**Task objective**. Would you write the data out once more, exactly as it is?

**Data extracts**.
PR #352, opened 2019-08-09
🚝 Monorepo!

jbrinley:
Companion to https://github.com/moderntribe/tribe-libs/pull/29 to make Square One work with the new structure.

Reopens https://github.com/moderntribe/square-one/pull/339


wp-content/plugins/core/src/Core.php
```diff
@@ -100,23 +93,43 @@ private function load_service_providers() {
...
+		$optional_dependencies = [
+			'blog_copier'  => '\Tribe\Libs\Blog_Copier\Blog_Copier_Provider',
+			'container'    => '\Tribe\Libs\Container\Container_Provider',
+			'generators'   => '\Tribe\Libs\Generators\Generator_Provider',
+			'queues'       => '\Tribe\Libs\Queues\Queues_Provider',
+			'queues-mysql' => '\Tribe\Libs\Queues_Mysql\Mysql_Backend_Provider',
+		];
+
+		foreach ( $optional_dependencies as $key => $provider ) {
+			$this->providers[ $key ] = new $provider();
```
defunctl:
```suggestion
			if( class_exists( $provider ) ) { 
				$this->providers[ $key ] = new $provider();
			}
```

defunctl: I ran `./composer.sh remove moderntribe/square1-blog-copier` as a test and threw a 500. If these are optional, we should definitely just check if they exist before attempting to load them.

jbrinley: > If these are optional, we should definitely just check if they exist before attempting to load them

✅ done

PR #353, opened 2019-08-09
set PAGER environment variable

jbrinley:
Sets the `PAGER` environment variable to `more` so that WP CLI commands that use the pager don't complain when `less` isn't available.

```
sh: 1: less: not found
```

Alternatively, we could just add `less` to our `Dockerfile`. I don't particularly have a preference between the two approaches.

Re-opens https://github.com/moderntribe/square-one/pull/338


binarygary:
I prefer setting it as an env var like this instead of installing less. As you noted, there's no major benefit to either approach, but not installing a package is preferable to installing a package.

jbrinley:
I asked this before at entirely the wrong moment:

@speerface: could I get a quick review on this 1-line change?

PR #354, opened 2019-08-12
Add an .editorconfig for the core plugin

jbrinley:
This PR is meant to start a conversation. It's tangentially related to @rwrobe's work in https://github.com/moderntribe/square-one/pull/348.

Adding an `.editorconfig` file can help us share code formatting standards across the team. There aren't many universally supported properties, but PhpStorm has a large number of custom properties to set nearly ever aspect of code formatting for the project. This can allow us to configure team-wide settings on a per project or even per directory basis.

Some questions:

1. Do we want a single `.editorconfig` at the root of the project? Should we have one in the core plugin, another in tests, and another in the theme? Maybe there's a good way to have a single file but tell it to exclude certain directories (like 3rd-party plugins)?

2. There are a lot of rules here. There could be even more. We can add rules for more file types. We can add more PhpStorm properties. How detailed do we want to be? Does FE dev want in on this?

3. Is there a different system for sharing configs that we might find easier and preferable to this?

Y'all have other questions/comments/concerns?


rwrobe:
In favor of an `.editorconfig`. IMHO:

1. A single editorconfig seems best-- I won't be reformatting code in vendor files and can mark them as excluded if the warnings get annoying. I also like to see how far 3rd-party code is from my preferred codestyle, because the warnings can sometimes tell me a lot about code quality at a glance (assuming the code isn't obviously conforming to another major standard).  I also wonder if it's just worth standardizing codestyle across all our code, rather than excluding something like tests.

2. Would love it to be as complete as possible. Not sure if PHPStorm properties would cause problems in other IDEs or they'd just be ignored.

3. PHPStorm supports a settings repo, but it's always felt a little janky to me. Having changed workstations so often in the past, I just keep an export in Google Drive. Think `editorconfig` is the way to go and would love to see this!

PR #355, opened 2019-08-12
Feature/129674/media text boxed style panel

nicholasmelwell:
Create Media + Text Panel. Add support for Image or Video. Settings include Layout (Boxed or Full Bleed) and Media Position (Left or Right).

Awaiting icons from design.


wp-content/plugins/core/src/Panels/Types/MediaText.php
```diff
@@ -0,0 +1,93 @@
...
+	const FIELD_TITLE          = 'title';
+	const FIELD_DESCRIPTION    = 'description';
+	const FIELD_IMAGE          = 'image';
+	const FIELD_VIDEO          = 'video';
+	const FIELD_CTA            = 'cta';
+	const FIELD_MEDIA_TYPE	   = 'media_type';
+	const FIELD_MEDIA_POSITION = 'media_position';
+	const FIELD_LAYOUT         = 'layout';
+
+	const OPTION_MEDIA_TYPE_IMAGE   = 'option_media_type_image';
```
ryanurban: In seeing how this plays out, I like the namespacing of the strings less. We already get verbosity with the constant names. If we simplify these strings to be like: `right`, `left`, etc. then we also benefit from not having to do conditionals like this: https://github.com/moderntribe/square-one/pull/355/files#diff-39f42d7c872f2cdc85b67560c572c96eR256

wp-content/themes/core/content/panels/mediatext.twig
```diff
@@ -0,0 +1,27 @@
...
+{% block content %}
+
+    <div class="g-row g-row--no-gutters g-row--col-2--min-full {{ media_position }}">
+
+        <div class="g-col">
+            {{ media }}
+        </div>
+
+        <div class="g-col g-col--vertical-center">
+            <div class="t-content {{ media_spacing }}">
```
ryanurban: I believe `media_spacing` is now a relic before we changed course last week?

wp-content/plugins/core/src/Templates/Content/Panels/MediaText.php
```diff
@@ -0,0 +1,273 @@
...
+	 */
+	protected function get_classes(): string {
+		$no_padding = '';
+		$wrapper_class = $this->get_media_text_wrapper_class();
+
+		if ( MediaTextPanel::OPTION_LAYOUT_FULL_BLEED === $this->panel_vars[ MediaTextPanel::FIELD_LAYOUT ] ) {
+			$no_padding = 's-wrapper--no-padding';
+		}
+
+		$classes = [
```
ryanurban: Per our call last week, remember that we want to have parent wrapper modifier classes set around any options we have (image vs. video, left vs. right, full bleed vs. regular) for easy access.

wp-content/plugins/core/src/Panels/Types/MediaText.php
speerface: I concur. In ACF it's more necessary since those field names can conflict, but in the Panels context keeping the actual values generic should be just fine and dandy!

wp-content/plugins/core/src/Templates/Content/Panels/MediaText.php
```diff
@@ -0,0 +1,273 @@
...
+	/**
+	 * Overrides `get_classes()` from the Panel parent class.
+	 *
+	 * Return value is available in the twig template via the `classes` twig variable in the parent class.
+	 *
+	 * @return string
+	 */
+	protected function get_classes(): string {
+		$no_padding = '';
+		$wrapper_class = $this->get_media_text_wrapper_class();
```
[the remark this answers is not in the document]
speerface: I actually disagree :)

Any time I find myself doing additional logic inside a function, I find it's always best to break it out into another method so that each one can handle as few things as possible.

wp-content/plugins/core/src/Panels/Types/MediaText.php
nicholasmelwell: Sounds good!

wp-content/plugins/core/src/Templates/Content/Panels/MediaText.php
nicholasmelwell: Seems like that'll cause bloat, in my opinion. The `s-wrapper` has a modifier` s-wrapper--no-padding` which already removes padding from the wrapper to handle the full bleed and contained experience. why would we do this on a panel by panel basis? The image position is different since it directly affects the padding of the content container within the panel itself.

ryanurban: So last week we discussed how providing those "hooks" would be nice to have out of the box and give FE devs a variety of ways with which to quickly and efficiently target a given panel. I _think_ the pro of what it gives is greater than the con of a little bloat, but that's fair. Let's take a vote, good time to bring in the @frontend crew!

@frontend would it be of value to you to provide, out of the box, on the parent panel wrapper, a set of classes based on any options a panel has (thumb or down emoji)?

ckpicker:
@nicholasmelwell can you change the base of this PR to `feature/sq1-2019-theme-updates`?  🙇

**Answer section**.
PR #352, opened 2019-08-09
🚝 Monorepo!

jbrinley:
Companion to https://github.com/moderntribe/tribe-libs/pull/29 to make Square One work with the new structure.

Reopens https://github.com/moderntribe/square-one/pull/339


wp-content/plugins/core/src/Core.php
```diff
@@ -100,23 +93,43 @@ private function load_service_providers() {
...
+		$optional_dependencies = [
+			'blog_copier'  => '\Tribe\Libs\Blog_Copier\Blog_Copier_Provider',
+			'container'    => '\Tribe\Libs\Container\Container_Provider',
+			'generators'   => '\Tribe\Libs\Generators\Generator_Provider',
+			'queues'       => '\Tribe\Libs\Queues\Queues_Provider',
+			'queues-mysql' => '\Tribe\Libs\Queues_Mysql\Mysql_Backend_Provider',
+		];
+
+		foreach ( $optional_dependencies as $key => $provider ) {
+			$this->providers[ $key ] = new $provider();
```
defunctl:
```suggestion
			if( class_exists( $provider ) ) { 
				$this->providers[ $key ] = new $provider();
			}
```

defunctl: I ran `./composer.sh remove moderntribe/square1-blog-copier` as a test and threw a 500. If these are optional, we should definitely just check if they exist before attempting to load them.

jbrinley: > If these are optional, we should definitely just check if they exist before attempting to load them

✅ done

PR #353, opened 2019-08-09
set PAGER environment variable

jbrinley:
Sets the `PAGER` environment variable to `more` so that WP CLI commands that use the pager don't complain when `less` isn't available.

```
sh: 1: less: not found
```

Alternatively, we could just add `less` to our `Dockerfile`. I don't particularly have a preference between the two approaches.

Re-opens https://github.com/moderntribe/square-one/pull/338


binarygary:
I prefer setting it as an env var like this instead of installing less. As you noted, there's no major benefit to either approach, but not installing a package is preferable to installing a package.

jbrinley:
I asked this before at entirely the wrong moment:

@speerface: could I get a quick review on this 1-line change?

PR #354, opened 2019-08-12
Add an .editorconfig for the core plugin

jbrinley:
This PR is meant to start a conversation. It's tangentially related to @rwrobe's work in https://github.com/moderntribe/square-one/pull/348.

Adding an `.editorconfig` file can help us share code formatting standards across the team. There aren't many universally supported properties, but PhpStorm has a large number of custom properties to set nearly ever aspect of code formatting for the project. This can allow us to configure team-wide settings on a per project or even per directory basis.

Some questions:

1. Do we want a single `.editorconfig` at the root of the project? Should we have one in the core plugin, another in tests, and another in the theme? Maybe there's a good way to have a single file but tell it to exclude certain directories (like 3rd-party plugins)?

2. There are a lot of rules here. There could be even more. We can add rules for more file types. We can add more PhpStorm properties. How detailed do we want to be? Does FE dev want in on this?

3. Is there a different system for sharing configs that we might find easier and preferable to this?

Y'all have other questions/comments/concerns?


rwrobe:
In favor of an `.editorconfig`. IMHO:

1. A single editorconfig seems best-- I won't be reformatting code in vendor files and can mark them as excluded if the warnings get annoying. I also like to see how far 3rd-party code is from my preferred codestyle, because the warnings can sometimes tell me a lot about code quality at a glance (assuming the code isn't obviously conforming to another major standard).  I also wonder if it's just worth standardizing codestyle across all our code, rather than excluding something like tests.

2. Would love it to be as complete as possible. Not sure if PHPStorm properties would cause problems in other IDEs or they'd just be ignored.

3. PHPStorm supports a settings repo, but it's always felt a little janky to me. Having changed workstations so often in the past, I just keep an export in Google Drive. Think `editorconfig` is the way to go and would love to see this!

PR #355, opened 2019-08-12
Feature/129674/media text boxed style panel

nicholasmelwell:
Create Media + Text Panel. Add support for Image or Video. Settings include Layout (Boxed or Full Bleed) and Media Position (Left or Right).

Awaiting icons from design.


wp-content/plugins/core/src/Panels/Types/MediaText.php
```diff
@@ -0,0 +1,93 @@
...
+	const FIELD_TITLE          = 'title';
+	const FIELD_DESCRIPTION    = 'description';
+	const FIELD_IMAGE          = 'image';
+	const FIELD_VIDEO          = 'video';
+	const FIELD_CTA            = 'cta';
+	const FIELD_MEDIA_TYPE	   = 'media_type';
+	const FIELD_MEDIA_POSITION = 'media_position';
+	const FIELD_LAYOUT         = 'layout';
+
+	const OPTION_MEDIA_TYPE_IMAGE   = 'option_media_type_image';
```
ryanurban: In seeing how this plays out, I like the namespacing of the strings less. We already get verbosity with the constant names. If we simplify these strings to be like: `right`, `left`, etc. then we also benefit from not having to do conditionals like this: https://github.com/moderntribe/square-one/pull/355/files#diff-39f42d7c872f2cdc85b67560c572c96eR256

wp-content/themes/core/content/panels/mediatext.twig
```diff
@@ -0,0 +1,27 @@
...
+{% block content %}
+
+    <div class="g-row g-row--no-gutters g-row--col-2--min-full {{ media_position }}">
+
+        <div class="g-col">
+            {{ media }}
+        </div>
+
+        <div class="g-col g-col--vertical-center">
+            <div class="t-content {{ media_spacing }}">
```
ryanurban: I believe `media_spacing` is now a relic before we changed course last week?

wp-content/plugins/core/src/Templates/Content/Panels/MediaText.php
```diff
@@ -0,0 +1,273 @@
...
+	 */
+	protected function get_classes(): string {
+		$no_padding = '';
+		$wrapper_class = $this->get_media_text_wrapper_class();
+
+		if ( MediaTextPanel::OPTION_LAYOUT_FULL_BLEED === $this->panel_vars[ MediaTextPanel::FIELD_LAYOUT ] ) {
+			$no_padding = 's-wrapper--no-padding';
+		}
+
+		$classes = [
```
ryanurban: Per our call last week, remember that we want to have parent wrapper modifier classes set around any options we have (image vs. video, left vs. right, full bleed vs. regular) for easy access.

wp-content/plugins/core/src/Panels/Types/MediaText.php
speerface: I concur. In ACF it's more necessary since those field names can conflict, but in the Panels context keeping the actual values generic should be just fine and dandy!

wp-content/plugins/core/src/Templates/Content/Panels/MediaText.php
```diff
@@ -0,0 +1,273 @@
...
+	/**
+	 * Overrides `get_classes()` from the Panel parent class.
+	 *
+	 * Return value is available in the twig template via the `classes` twig variable in the parent class.
+	 *
+	 * @return string
+	 */
+	protected function get_classes(): string {
+		$no_padding = '';
+		$wrapper_class = $this->get_media_text_wrapper_class();
```
[the remark this answers is not in the document]
speerface: I actually disagree :)

Any time I find myself doing additional logic inside a function, I find it's always best to break it out into another method so that each one can handle as few things as possible.

wp-content/plugins/core/src/Panels/Types/MediaText.php
nicholasmelwell: Sounds good!

wp-content/plugins/core/src/Templates/Content/Panels/MediaText.php
nicholasmelwell: Seems like that'll cause bloat, in my opinion. The `s-wrapper` has a modifier` s-wrapper--no-padding` which already removes padding from the wrapper to handle the full bleed and contained experience. why would we do this on a panel by panel basis? The image position is different since it directly affects the padding of the content container within the panel itself.

ryanurban: So last week we discussed how providing those "hooks" would be nice to have out of the box and give FE devs a variety of ways with which to quickly and efficiently target a given panel. I _think_ the pro of what it gives is greater than the con of a little bloat, but that's fair. Let's take a vote, good time to bring in the @frontend crew!

@frontend would it be of value to you to provide, out of the box, on the parent panel wrapper, a set of classes based on any options a panel has (thumb or down emoji)?

ckpicker:
@nicholasmelwell can you change the base of this PR to `feature/sq1-2019-theme-updates`?  🙇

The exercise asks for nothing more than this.